Setiap kali pembahasan anggaran negara muncul di ruang publik, rasa jenuh dan skeptis masyarakat seakan ikut hadir. Bukan karena rakyat tidak peduli terhadap keuangan negara, tetapi karena agenda anggaran hampir selalu identik dengan wacana pajak baru atau kenaikan tarif yang akhirnya berujung pada bertambahnya beban rakyat.
Seolah-olah menyusun anggaran negara tidak lebih dari mencari cara bagaimana rakyat bisa diperas lebih banyak. Padahal, kalau ditelaah lebih dalam, anggaran negara adalah cermin politik keberpihakan. Ia bukan sekadar kalkulasi pemasukan dan pengeluaran, melainkan pernyataan sikap: berpihak pada rakyat atau berpihak pada kekuasaan yang hanya ingin menambal defisit dengan jalan termudah.
Pertanyaannya, kenapa pemerintah sering menjadikan pajak sebagai solusi instan dalam setiap rancangan anggaran, padahal ada begitu banyak sumber daya yang bisa dioptimalkan?
Pajak Penting, Tapi Jangan Jadi Jalan Pintas
Tidak ada yang menyangkal bahwa pajak adalah pilar utama anggaran negara. Dalam struktur APBN 2025 misalnya, penerimaan perpajakan ditargetkan mencapai lebih dari 2.300 triliun rupiah atau sekitar 83 persen dari total pendapatan negara. Angka ini memang fantastis, tetapi sekaligus menunjukkan betapa besar ketergantungan pemerintah pada pajak.
Ketergantungan yang terlalu tinggi inilah yang memunculkan masalah. Setiap kali defisit membengkak, solusinya hampir selalu sama: memperluas basis pajak atau menaikkan tarif. Publik pun akhirnya merasa bahwa negara sedang kehabisan ide selain menarik lebih banyak dari kantong warganya.
Padahal, masih ada potensi lain yang belum digarap serius. Misalnya, pengelolaan sumber daya alam yang sering bocor karena kontrak yang merugikan negara, atau aset negara mangkrak bernilai triliunan rupiah yang tidak dioptimalkan. Laporan BPK beberapa tahun terakhir menunjukkan ribuan aset milik negara tidak terkelola dengan baik, dari gedung kosong hingga tanah tidur yang dibiarkan.

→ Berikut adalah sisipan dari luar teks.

PR #833, opened 2015-09-28
SFTP.php : prevent endless loop when upload completed with non-zero $start or $local_start for 1.0

terrafrost:
Replaces #830.

#830 is for the master branch but the issue is present in the 1.0 branch as well. I've also added a unit test that demonstrates the issue.

### DIFF
--- a/phpseclib/Net/SFTP.php
+++ b/phpseclib/Net/SFTP.php
@@ -1917,10 +1917,12 @@ class Net_SFTP extends Net_SSH2
 
             if ($local_start >= 0) {
                 fseek($fp, $local_start);
+                $size-= $local_start;
             } elseif ($mode & NET_SFTP_RESUME_START) {
                 // do nothing
             } else {
                 fseek($fp, $offset);
+                $size-= $offset;
             }
         } elseif ($dataCallback) {
             $size = 0;
--- a/phpseclib/Net/SFTP.php
+++ b/phpseclib/Net/SFTP.php
@@ -1918,11 +1918,6 @@ class Net_SFTP extends Net_SSH2
             if ($local_start >= 0) {
                 fseek($fp, $local_start);
                 $size-= $local_start;
-            } elseif ($mode & NET_SFTP_RESUME_START) {
-                // do nothing
-            } else {
-                fseek($fp, $offset);
-                $size-= $offset;
             }
         } elseif ($dataCallback) {
             $size = 0;
--- a/tests/Functional/Net/SFTPUserStoryTest.php
+++ b/tests/Functional/Net/SFTPUserStoryTest.php
@@ -649,5 +649,18 @@ class Functional_Net_SFTPUserStoryTest extends PhpseclibFunctionalTestCase
         $this->assertSame($stat['type'], NET_SFTP_TYPE_SYMLINK);
 
         $sftp->enableStatCache();
+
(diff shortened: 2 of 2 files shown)


tests/Functional/Net/SFTPUserStoryTest.php
```diff
@@ -649,5 +649,22 @@ public function testStatVsLstat($sftp)
...
         $sftp->enableStatCache();
+
+        return $sftp;
+    }
+
+    /**
+     * @depends testStatVsLstat
+     * @group github830
+     */
+    public function testEndlessLoopOnUpload($sftp)
```
bantu: This test case only covers the first hunk above. The second hunk is covered by testResourceXfer already, but I am not sure it is sufficient. Can you explain/confirm/add another test?

terrafrost: I can do that...

Although tbh I think the code ought to be updated such that the "second hunk" isn't even possible. Quoting from the code comments:

```php
     * $start and $local_start give you more fine grained control over this process and take precident over self::RESUME
     * when they're non-negative. ie. $start could let you write at the end of a file (like self::RESUME) or in the middle
     * of one. $local_start could let you start your reading from the end of a file (like self::RESUME_START) or in the
     * middle of one.
     *
     * Setting $local_start to > 0 or $mode | self::RESUME_START doesn't do anything unless $mode | self::SOURCE_LOCAL_FILE.
```

Based on that it doesn't seem like it should be doing `fseek($fp, $offset)`, since `$offset` is based on `$start`. ie. I think they ought to be completely disjoint.

Here's the commit that added it:

https://github.com/phpseclib/phpseclib/commit/cbe156f0cbc7e715731b841482a1b1625df31250

Truth by told, I don't really like how the `put` function has so many different parameters and it's something I'd like to change, as elaborated upon here:

https://github.com/phpseclib/phpseclib/pull/655#issuecomment-92600348

bantu: @terrafrost Are you saying that #830 was not acceptable after all? If yes, why are you including the second hunk?

terrafrost: The second hunk is already there and no one has created a bug report for it. It's possible people like the current behavior even tho it, imho, doesn't mesh with the documentation. It could be changed but idk...  atm it's not a priority of mine.

bantu: With "the second hunk" I mean the addition of `$size-= $offset;`, not the code that is already there in the else block.

terrafrost: SFTP.php is still doing the fseek(). Or at least was. But regardless, the latest commit removes that. If I'm going to have a unit test for that portion of SFTP.php then that portion of SFTP.php ought to be behaving as per the documentation.

phpseclib/Net/SFTP.php
```diff
@@ -1917,10 +1917,7 @@ function put($remote_file, $data, $mode = NET_SFTP_STRING, $start = -1, $local_s
 
             if ($local_start >= 0) {
                 fseek($fp, $local_start);
-            } elseif ($mode & NET_SFTP_RESUME_START) {
-                // do nothing
```
bantu: I hated that anyway. Good it's gone. :-P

Bandingkan dengan Singapura yang mampu menjadikan aset negara sebagai mesin pendapatan jangka panjang melalui sovereign wealth fund. Kenapa Indonesia tidak bisa melakukan hal serupa? Kenapa yang dipilih justru cara mudah dengan mengutak-atik tarif pajak?
Pertanyaan ini penting karena menyentuh soal keadilan fiskal. Rakyat sudah berkontribusi besar melalui pajak, sementara kekayaan alam dan aset negara yang mestinya jadi penopang utama malah sering tidak dikelola optimal.